(special thanks to Mary Richardson)
Once upon a time, before there were the Beatles, there was a man named Ralph Peer who went around recording folk music in the country. Ralph Peer turned up a lot of music, but he is best remembered for stumbling across Jimmie Rodgers and the Carter Family.
You may not have heard of the Carter Family, or you may have heard their name, but know nothing about them. Chances are, though, that you've heard of at least one member of their long and impressive lineage. It includes four generations of girl singers, and, by marriage, it also includes Johnny Cash. There's a lot of music to discuss there, so I'm going to begin at the beginning. The original Carter Family, the one that I am usually thinking of when I say, "the Carter Family," consisted of A.P. Carter, his wife Sara, and Sara’s cousin Maybelle, who was also married to a Carter. A.P. collected most of the songs that the group performed, and harmonized on most of their recordings in a booming, quavering voice, occasionally taking the lead. Sara sang lead on most of the recordings in a voice that immediately freezes the listener with its sincerity and unaffectedness--not to mention its thick country accent. If, like me, you had your first taste of country music in the shiny country pop that generally gets played on the radio, the Carter Family will initially sound like people from another planet. Still, their songs are so heart-wrenching in their subject matter--and Sara’s delivery is so deceptively cheerful--that it is hard to stop listening. Maybelle sang as well, and invented the style of guitar playing known as the "Carter scratch," which was emulated by Woody Guthrie, among others.
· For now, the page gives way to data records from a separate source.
PR #119, opened 2022-09-09
add nil protection in deployment error reporting

jaketf:
currently if there's no deployment to get from the backend for some reason the cli panics / crashes in deref of `deployment.ID`.

unfortunately, even when we add this nil protection this doesn't give a ton more useful error info..

```
./bin/mass-linux-amd64 deploy jakegcp-gcpplay-db-dj48
FTL Deployment failed error="Message: 500 Internal Server Error; body: \"{\\\"errors\\\":{\\\"detail\\\":\\\"Internal Server Error\\\"}}\", Locations: []"
```

### DIFF
--- a/cmd/deploy.go
+++ b/cmd/deploy.go
@@ -47,7 +47,6 @@ func runDeploy(cmd *cobra.Command, args []string) error {
 		return err
 	}
 
-
 	log.Info().Str("deploymentId", deployment.ID).Msgf("Deployment %s", strings.ToLower(deployment.Status))
 	return nil
 }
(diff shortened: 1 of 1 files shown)


cmd/deploy.go
```diff
@@ -39,7 +39,11 @@ func runDeploy(cmd *cobra.Command, args []string) error {
 	deployment, err := api.DeployPackage(client, orgID, name)
 
 	if err != nil {
-		log.Fatal().Err(err).Str("deploymentId", deployment.ID).Msg("Deployment failed")
+		if deployment != nil {
```
coryodaniel, line 42: Have you see both of these cases?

In between recording songs about love and heartbreak, Maybelle found time to give birth to three daughters, Helen, June, and Anita, who performed on the radio with her in later years.
Some of you have probably heard of June. She married Johnny Cash.
There’s probably nothing I can say about Johnny Cash that hasn’t already been said. Just go out and buy one of his records if you don’t have any. If you’ve had enough patriotism for the time being, what with the E-L-E-C-T-I-O-N being only a few months over, you can always skip albums like Ragged Old Flag and head straight for one of his American Recordings--the ones that made all the execs on Music Row think he had lost his mind, until the rest of the world listened to them and said, Hot dang, this man is still a genius. My personal favorite is American Recordings IV: The Man Comes Around, though I have never been able to sit through the apocalyptic title track. I prefer to listen to his cover of Nine Inch Nails’ "Hurt," the mischevious-yet-heartbreaking Cash-penned "Tear-Stained Letter," and his jaw-dropping reading of the cowboy ballad "Streets of Laredo."
Cash’s early material should also be investigated by anybody who listens to that mighty rumble on the American Recordings and wants to hear more. You’ve probably all heard of these songs – "Ring of Fire," "I Walk the Line," "Four Feet High and Rising." You’ve heard of them for a reason. They kick the butts of most other songs.
"Ring of Fire," by the way, was written by the lady I mentioned earlier, June Carter. She sang with her mother and sisters for years, made an album of duets with Cash shortly before she married him, and toured extensively as part of her husband’s band after their marriage. What made a lot of folks sit up and take notice, though, were two solo albums she made years later, when she was a grandmother. These albums cover everything from devotion to God to the burning agony of forbidden love.
According to Johnny’s daughter Rosanne, when Carter and Cash married--bringing several daughters apiece to their union--there was no question of step-mothers and step-fathers. Their collective offspring belonged to both of them.
Two of those offspring, Carlene Carter and Rosanne Cash, went on to make impressive musical careers of their own. Carlene co-authored the haunting "Easy From Now On," and, more recently, she contributed a peculiar but delightful slice of Irish-tinged country to The Chieftains’ Further Down the Old Plank Road. Rosanne has written and sung any number of powerful songs, from "Seven Year Ache," the tale of a man whose loneliness cannot be killed by any number of adoring women, to "Western Wall," whose heroine stuffs her prayers in the cracks of what I assume must be the Wailing Wall because she’s "got nothing to lose."
Since her record is on an indie label and hard to come by, and since I couldn’t get the sound clips that I found to play on my computer, I will have to plead ignorance about the music of Tiffany-Anastasia Lowe. The daughter of Carlene Carter (who was sixteen when she gave birth to Tiffany-Anastasia) and Nick Lowe (who later married Carlene Carter, and adopted the girl), this attractive lady has an EP out entitled Queen of Everything, and has been known to cover the Boomtown Rats’ "I Don’t Like Mondays" at her live engagements. Appropriate, considering how well "I Don’t Like Mondays" falls in with her family’s legacy of songs about murder, mayhem, and emotions powerful enough to put a body six feet under the weeping willow tree. If I ever get my hands on a copy of The Queen of Everything, maybe I’ll have to squeeze a review of it somewhere into a future edition of "Treasure Box." In the meantime, I think I’ve recommended enough listening material to keep you busy for a while.